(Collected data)
PR #35, opened 2015-05-15
[#94292928] Integrate custom proxy fix

robyoung:
AWS ELBs set the X-Forwarded-Proto to HTTP if they're configured port
80 -> 80. Because the apps are now internal and served over HTTP we lose
the X-Forwarded-Proto that is sent by Nginx. This change allows the HTTP
protocol to be configured per environment while still making use of
flasks ProxyFix middleware.

### DIFF
--- a/requirements.txt
+++ b/requirements.txt
@@ -2,7 +2,7 @@ Flask==0.10.1
 Flask-Login==0.2.11
 Flask-Script==2.0.5
 Flask-WTF==0.11
--e git+https://github.com/alphagov/digitalmarketplace-utils.git@0.10.2#egg=digitalmarketplace-utils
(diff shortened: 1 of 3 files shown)


requirements.txt
```diff
@@ -2,7 +2,7 @@ Flask==0.10.1
 Flask-Login==0.2.11
 Flask-Script==2.0.5
 Flask-WTF==0.11
--e git+https://github.com/alphagov/digitalmarketplace-utils.git@0.10.2#egg=digitalmarketplace-utils
+-e git+https://github.com/alphagov/digitalmarketplace-utils.git@0.11.0#egg=digitalmarketplace-utils
```
TheDoubleK: We're up to 0.12.0 now.

PR #459, opened 2016-04-20
[#117922093] Hide boolean list question section if there are no questions

allait:
Hides the 'nice to have requirements' question header if there are not questions defined in the brief.


TheDoubleK:
Looks like it should work :+1:

PR #461, opened 2016-04-22
[#118112493] Update content and frontend toolkit versions to latest

TheDoubleK:
Fixes this bug: https://www.pivotaltracker.com/story/show/118112493

We already bumped content in buyer app to be in line with schemas, but supplier app is behind, so brief-responses don't match the schema in the API.


allait:
👍

PR #467, opened 2016-04-26
G8 service submission

TheDoubleK:
Completes this story: https://www.pivotaltracker.com/story/show/118178641
And this story: https://www.pivotaltracker.com/story/show/118178637

This seems to be everything needed to get G-Cloud service submissions looking reasonably peachy:
 * Show links for lots without any draft services for live frameworks
 * Reinstate the save-and-continue-to-next-question flow through submissions
 * Fix document download URLs (document uploads were fine, but the generated download links were wrong)

There is a bug (again! I'm sure we've fixed this about three times now...) with the validation wrapper around questions with assurance.  I've raised it as a bug rather than fix it right away, because there are other higher priorities, like getting the functional tests running again: https://www.pivotaltracker.com/story/show/118388103

### DIFF
--- a/app/main/views/services.py
+++ b/app/main/views/services.py
@@ -4,7 +4,8 @@ from flask import render_template, request, redirect, url_for, abort, flash, cur
 from ... import data_api_client, flask_featureflags
 from ...main import main, content_loader
 from ..helpers import login_required
-from ..helpers.services import is_service_associated_with_supplier, get_signed_document_url, count_unanswered_questions
+from ..helpers.services import is_service_associated_with_supplier, get_signed_document_url, count_unanswered_questions, \
+    get_next_section_name
 from ..helpers.frameworks import get_framework_and_lot, get_declaration_status, has_one_service_limit
 
 from dmapiclient import HTTPError
@@ -240,7 +241,9 @@ def copy_draft_service(framework_slug, lot_slug, service_id):
                             framework_slug=framework['slug'],
                             lot_slug=draft['lot'],
                             service_id=draft_copy['id'],
-                            section_id=content.get_next_editable_section_id()))
+                            section_id=content.get_next_editable_section_id(),
+                            return_to_summary=1
+                            ))
 
 
 @main.route('/frameworks/<framework_slug>/submissions/<lot_slug>/<service_id>/complete', methods=['POST'])
@@ -388,8 +391,10 @@ def edit_service_submission(framework_slug, lot_slug, service_id, section_id, qu
         "services/edit_submission_section.html",
         section=section,
         framework=framework,
+        next_section_name=get_next_section_name(content, section.id),
         service_data=draft,
         service_id=service_id,
+        return_to_summary=bool(request.args.get('return_to_summary')),
         one_service_limit=has_one_service_limit(lot_slug, framework['lots'])
     )
 
@@ -452,17 +457,29 @@ def update_section_submission(framework_slug, lot_slug, service_id, section_id, 
             "services/edit_submission_section.html",
             framework=framework,
             section=section,
+            next_section_name=get_next_section_name(content, section.id),
             service_data=update_data,
             service_id=service_id,
             one_service_limit=has_one_service_limit(lot_slug, framework['lots']),
+            return_to_summary=bool(request.args.get('return_to_summary')),
             errors=errors
         )
 
-    return redirect(url_for(".view_service_submission",
-                            framework_slug=framework['slug'],
-                            lot_slug=draft['lot'],
-                            service_id=service_id,
-                            _anchor=section_id))
+    return_to_summary = bool(request.args.get('return_to_summary'))
+    next_section = content.get_next_editable_section_id(section_id)
+
+    if next_section and not return_to_summary and request.form.get('continue_to_next_section'):
+        return redirect(url_for(".edit_service_submission",
+                                framework_slug=framework['slug'],
+                                lot_slug=draft['lot'],
+                                service_id=service_id,
+                                section_id=next_section))
+    else:
+        return redirect(url_for(".view_service_submission",
+                                framework_slug=framework['slug'],
+                                lot_slug=draft['lot'],
+                                service_id=service_id,
+                                _anchor=section_id))
 
 
 @main.route('/frameworks/<framework_slug>/submissions/<lot_slug>/<service_id>/remove/<section_id>/<question_slug>',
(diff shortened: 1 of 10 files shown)


app/main/views/services.py
```diff
@@ -305,15 +308,15 @@ def delete_draft_service(framework_slug, lot_slug, service_id):
                                 delete_requested=True))
 
 
-@main.route('/frameworks/<framework_slug>/submissions/documents/<int:supplier_id>/<document_name>', methods=['GET'])
+@main.route('/frameworks/submissions/<framework_slug>/submissions/<int:supplier_id>/<document_name>', methods=['GET'])
```
allait: I think I got really confused with all the URLs in that Slack discussion. Looking at it now, I think we don't need the `submissions` part after `/frameworks/` since our common URL prefix for the views is `/frameworks/<framework_slug>/submissions`. So the URL could be just `/frameworks/<framework_slug>/submissions/<int:supplier_id>/<document_name>`. Which makes the URL nicer without the duplicate `submissions` bit, but I think it might create some possible ordering issues with `/suppliers/frameworks/<framework_slug>/submissions/<lot_slug>` views.


We could change it to something like `/documents/<framework_slug>/submissions/<int:supplier_id>/<document_name>` and move it away from framework URLs altogether instead.

TheDoubleK: I like `assets` - I thought it seemed odd to hang it off `frameworks` really.  Not that anyone will ever see the URL, but still... will fix now.

TheDoubleK:
URL changed to `/suppliers/assets/<framework_slug>/submissions/<int:supplier_id>/<document_name>`

TheDoubleK:
But now depends on this getting merged first: https://github.com/alphagov/digitalmarketplace-frameworks/pull/262

app/main/views/services.py
```diff
@@ -452,17 +457,29 @@ def update_section_submission(framework_slug, lot_slug, service_id, section_id,
...
-    return redirect(url_for(".view_service_submission",
-                            framework_slug=framework['slug'],
-                            lot_slug=draft['lot'],
-                            service_id=service_id,
-                            _anchor=section_id))
+    return_to_summary = bool(request.args.get('return_to_summary'))
+    next_section = content.get_next_editable_section_id(section_id)
+
+    if next_section and not return_to_summary and request.form.get('continue_to_next_section'):
+        return redirect(url_for(".edit_service_submission",
```
allait: I'm still not sure why we're restoring this. Our DOS submission flow was always going from section back to summary and the brief submission is going form individual question to the section summary. I'm not sure why we want G-Cloud flow to be different and how this would look if we decide to do one-question-per-page.

/cc @ralph-hawkins

TheDoubleK: It's a requirement from Cath, and I think it's the right thing for G-Cloud.
Trying to complete an IaaS service going back-and-forth is genuinely horrible - I did half of one before giving up and picking up the story to restore the "save and continue" flow, just to save my sanity.

TheDoubleK: As well as that I think the reasoning is that suppliers are already familiar with this flow.  We aren't changing anything else at all for G8, so why would we change this and throw them?

allait: This is a temporary solution for the third time though – next time DOS submissions open we'll have to switch it back again because we want "back to summary" for DOS. I think if we decide to keep using this flow for G-Cloud we need to support both DOS and G-Cloud ways at once instead of changing this code every iteration.

ralph-hawkins: Its a question of how people add this information in a single flow vs many sittings. 

We've tested pretty heavily  (DOS applications and buyer journey) with the pattern of returning to the overview each time.

If people are using data from old services, then they're possibly going to go through multiple questions.

Other than that we would probably expect people to want to make sure they’re answering things correctly.

As a principle I favour clarity and making sure people do the right thing over worrying about people getting bored to clicking too much.

Plus we have the copy service feature which would make more sense to want to target certain questions rather than running through the complete service.

If the button takes you to the next question then we need the secondary button to return you to the overview, which I don't think is a great solution. The one contextual-research session I sat in on, the user didn't use the secondary 'Save and return to service overview'. Using the nice big green button to save any work they've done and then the breadcrumb to get to the overview. 

@TheDoubleK I don't think your experience reflects a typical user‘s, getting through the questions as quickly as you can isn't something users want to do. 

I also doubt many users will remember g-cloud 7 well enough and we’re making a change from DOS which is more recent. And means we’re probably going to have to change this behaviour once again?

TheDoubleK: We need to get a call on this from Cath - restoring this flow is what's in the story. 

From what I understand users *do* want to be able to get through the questions - many of them will collate the answers to all the questions in a spreadsheet, talking to whoever is needed across the organisation to get the right answers, and then someone will sit and "data entry" them into the Marketplace.  If that's a flow that many suppliers use then we should support it.

TheDoubleK:
The only way I could think to maintain both possible flows was to add a column to the `frameworks` table and a property to the Framework object to specify `flow_type` or something like that.  But it seemed weird so I didn't do it right off.

I think for now it would be good to reinstate this flow and get G-8 SSP tests running on preview, and then put a story in the backlog to implement the two different flows in parallel, and discuss the best way to do that when that new story gets kicked off.

app/main/views/services.py
TheDoubleK: Or rather than the secondary grey button, could we have two green buttons to show that either will save work equally well?

ralph-hawkins: Green buttons are for the primary action, using two visually similar, equally weighted actions forces users make a decision on every page. Its unnecessary cognitive load.

We should giving users the simplest path through.

We have videos from all the contextual research we did during for g7. If you can wait, i'll try and find them and take a look, it'll hopefully shed some light.

cathrooney:
I am happy that for now we are reverting to the G7 behaviour and that we revisit this thoroughly next time.  We need to determine what patterns suit different types of services.  We may find that the questions asked for G9 are radically different to earlier G-Cloud iterations.

We have always intended to make as few changes as possible for G8.  The DOS pattern of always forcing users back to the overview falls over when a supplier has to fill in as much data as they have to for their G-Cloud services.  I'm unaware that we saw any complaints about this during G7 applications.  Therefore to my mind this means that, with the time and resources we have available, we leave our suppliers to get on with loading their services as they have done before on earlier iterations.

Any further work we consider for this will need to be prioritised against all our other DOS iteration / digital framework agreements /  supplier editing  work etc...

TheDoubleK:
@allait, @ralph-hawkins - so can we merge this as is?

ralph-hawkins:
I'm ok with it.

allait:
👍

PR #468, opened 2016-04-27
Add `question_advice` to question-rendering macros

TheDoubleK:
Completes this: https://www.pivotaltracker.com/story/show/117629721

This is already done in the buyer app, but we also need to show the advice in the supplier app.

Of questions rendered by the supplier app only the `boolean_list` questions Essentials and Nice-to-haves currently have `question_advice` set.  But I've added it to all question-rendering templates, in case other supplier questions have advice in future.

Screenshots of the relevant page once this is applied:
screen shot 2016-04-27 at 08 07 21

screen shot 2016-04-27 at 08 07 27

### DIFF
--- a/app/templates/macros/toolkit_forms.html
+++ b/app/templates/macros/toolkit_forms.html
@@ -3,7 +3,8 @@
     with
     question=question_content.question|question_references(get_question)|markdown,
     question_advice=question_content.question_advice,
-    hint=(question_content.hint or '')|question_references(get_question)|markdown,
+    hint=(question_content.hint or '')|question_references(get_question),
+    optional=question_content.optional,
     name=question_content.id,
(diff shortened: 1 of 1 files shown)


allait:
👍

pcraig3:
Couple things:

1. Probably worth removing the `|markdown` filter on hints because [the markdown filter is applied in the toolkit itself](https://github.com/alphagov/digitalmarketplace-frontend-toolkit/blob/master/toolkit/templates/forms/textbox.html#L42).
2. Seems like a good opportunity to pass in the `optional` flag.

-> [Precedent in the buyer app](https://github.com/alphagov/digitalmarketplace-buyer-frontend/pull/272/files#diff-712f48621dd493057d3678f370d01074)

Your goal
In the entries above, find the line with "We should giving" and the line with "I am happy that", then set down exactly those two and every line between them, nothing else.

Solution below
We should giving users the simplest path through.

We have videos from all the contextual research we did during for g7. If you can wait, i'll try and find them and take a look, it'll hopefully shed some light.

cathrooney:
I am happy that for now we are reverting to the G7 behaviour and that we revisit this thoroughly next time.  We need to determine what patterns suit different types of services.  We may find that the questions asked for G9 are radically different to earlier G-Cloud iterations.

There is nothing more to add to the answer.